The cohort of this study was designed to reflect the typical distribution of osteopenia found in the population referred to an osteoporosis specialist in a secondary care setting; in various national guidelines, patients with a T-score >−1.5 are automatically assigned to the no-treat arm and referred for a further visit 2 years later. A cohort with a different distribution would have resulted in similar conclusions. The risk of fracture is due to three determinants: the total mineralised mass (measured by the BMD), the anatomical organisation of such mass in relation to the loading (measured by the FE-strength) and the loading itself, associated to the propensity to fall and overload. For patients with a BMD higher than that in our cohort, who are at risk for the anatomical determinant, it is easy to speculate that MPhyS and MPatS will perform much better than BMD as a predictor; on the contrary for patients with a BMD higher than that in our cohort, normal anatomy, but are at high risk because of their propensity to fall, we would expect neither the BMD nor MPhyS/MPatS to be accurate predictors.

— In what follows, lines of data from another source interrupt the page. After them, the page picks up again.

PR #1323, opened 2016-11-08
Project Element cloning asks a new hook if it is OK to clone attributes

### LINKED ISSUE #1319: DeepCopyFrom fails with Metadata as Attribute
DeepCopyFrom fails when it attempts to copy an element with metadata as attribute. This leads to an exception thrown and a partially copied project.

```
"The element <A> beneath element <Compile> is invalid because a child element with that name already exists"
```

``` Csharp
string testProject =
  @"<?xml version=""1.0"" encoding=""utf-8""?>
  <Project xmlns = ""http://schemas.microsoft.com/developer/msbuild/2003"">
    <ItemGroup>
      <Compile Include=""Class1.cs"" A=""a"" />
      <Compile Include=""Class2.cs"" />
    </ItemGroup>
  </Project>";

  var attributeProject = ProjectRootElement.Create(XmlReader.Create(new StringReader(testProject)));
  var elementProject = ProjectRootElement.Create();
  try
  {
    elementProject.RemoveAllChildren();
    elementProject.DeepCopyFrom(attributeProject);
  }
  catch (Exception e) // InvalidProjectException thrown
  {
  }

  Assert.AreEqual(elementProject.Items.Count, attributeProject.Items.Count); // Fails! "Class2.cs" is missing.
```

cdmihai:
Fixes #1319

### DIFF
--- a/src/XMakeBuildEngine/Construction/ProjectMetadataElement.cs
+++ b/src/XMakeBuildEngine/Construction/ProjectMetadataElement.cs
@@ -131,13 +131,13 @@ namespace Microsoft.Build.Construction
 
         internal static void ValidateValidMetadataAsAttributeName(string name, string parentName, IElementLocation parentLocation)
         {
-            if (!AttributeNameCanRepresentMetadata(name))
+            if (!AttributeNameIsValidMetadataName(name))
             {
                 ProjectErrorUtilities.ThrowInvalidProject(parentLocation, "InvalidMetadataAsAttribute", name, parentName);
             }
         }
 
-        internal static bool AttributeNameCanRepresentMetadata(string name)
+        internal static bool AttributeNameIsValidMetadataName(string name)
         {
             bool isReservedAttributeName;
             bool isValidMetadataNameInAttribute;
--- a/src/XMakeBuildEngine/Construction/ProjectMetadataElement.cs
+++ b/src/XMakeBuildEngine/Construction/ProjectMetadataElement.cs
@@ -139,12 +139,12 @@ namespace Microsoft.Build.Construction
 
         internal static bool AttributeNameCanRepresentMetadata(string name)
         {
-            bool isReserverdAttributeName;
+            bool isReservedAttributeName;
             bool isValidMetadataNameInAttribute;
 
-            ProjectParser.CheckMetadataAsAttributeName(name, out isReserverdAttributeName, out isValidMetadataNameInAttribute);
+            ProjectParser.CheckMetadataAsAttributeName(name, out isReservedAttributeName, out isValidMetadataNameInAttribute);
 
-            return !isReserverdAttributeName && isValidMetadataNameInAttribute;
+            return !isReservedAttributeName && isValidMetadataNameInAttribute;
         }
 
         /// <summary>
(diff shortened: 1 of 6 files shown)


basoundr:
@cdmihai Could you have this checked-in soon and have an insertion in WPT? We can get this change to RC2. Without this change, persisting the Version Metadata as an Attribute crashes VS.

src/XMakeBuildEngine/Construction/ProjectMetadataElement.cs
```diff
@@ -131,17 +131,22 @@ internal void ChangeName(string newName)
...
-            if (isKnownAttribute || !isValidMetadataNameInAttribute)
+            if (!AttributeNameCanRepresentMetadata(name))
             {
                 ProjectErrorUtilities.ThrowInvalidProject(parentLocation, "InvalidMetadataAsAttribute", name, parentName);
             }
         }
 
+        internal static bool AttributeNameCanRepresentMetadata(string name)
+        {
+            bool isReserverdAttributeName;
```
rainersigwald: typo: `Reserverd`

src/XMakeBuildEngine/UnitTestsPublicOM/Construction/ProjectRootElement_Tests.cs
```diff
@@ -1204,6 +1205,42 @@ public void DeepCloneWithProjectExtensionsElementOfXml()
...
+        </B>
+        <C Include=`c`/>
+      </ItemGroup>
+    </Target>
+
+  </Project>";
+
+            var pre = ProjectRootElement.Create(XmlReader.Create(new StringReader(ObjectModelHelpers.CleanupFileContents(project))));
+
+            ValidateDeepCloneAndCopyFrom(pre);
```
rainersigwald: And this test did repro the crash, right?

src/XMakeBuildEngine/Construction/ProjectMetadataElement.cs
```diff
@@ -131,17 +131,22 @@ internal void ChangeName(string newName)
...
-            ProjectParser.CheckMetadataAsAttributeName(name, out isKnownAttribute, out isValidMetadataNameInAttribute);
-
-            if (isKnownAttribute || !isValidMetadataNameInAttribute)
+            if (!AttributeNameCanRepresentMetadata(name))
             {
                 ProjectErrorUtilities.ThrowInvalidProject(parentLocation, "InvalidMetadataAsAttribute", name, parentName);
             }
         }
 
+        internal static bool AttributeNameCanRepresentMetadata(string name)
```
rainersigwald: I find this name confusing, but I can't think of one that's unambiguously better. `AttributeIsMetadata`? `AttributeIsNotReserved`?

Fine to go with current if we can't think of something better.

cdmihai: How about `AttributeNameIsValidMetadataName`?

src/XMakeBuildEngine/UnitTestsPublicOM/Construction/ProjectRootElement_Tests.cs
cdmihai: Yup, it had failed with the same `"The element <A> beneath element <Compile> is invalid because a child element with that name already exists"`. The `RemoveAllChilddren` from @jviau's repro did not seem necessary to cause the crash.

src/XMakeBuildEngine/Construction/ProjectMetadataElement.cs
rainersigwald: I think that's better, yeah.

Our results suggest that CT-based patient-specific FE models are more accurate than aBMD measurements in predicting the strength of a patient’s femur. BMD-adjusted logistic regression confirms that FE-strength contains additional and unique information in comparison to that captured by the aBMD. However, the risk of fracture depends on the bone strength as well as the incidence of overloading (i.e. falling) while the current analysis only captures the bone strength.

In summary, the current study emphasizes the importance of imaging protocol and FE modelling procedure for developing a robust and reliable diagnostic tool to predict osteoporotic hip fracture risk. It also suggests that CT-based FE-estimated strength is a mature and reliable predictor, which, when computed with optimal protocols, performs better than the aBMD in discriminating fracture and control cases.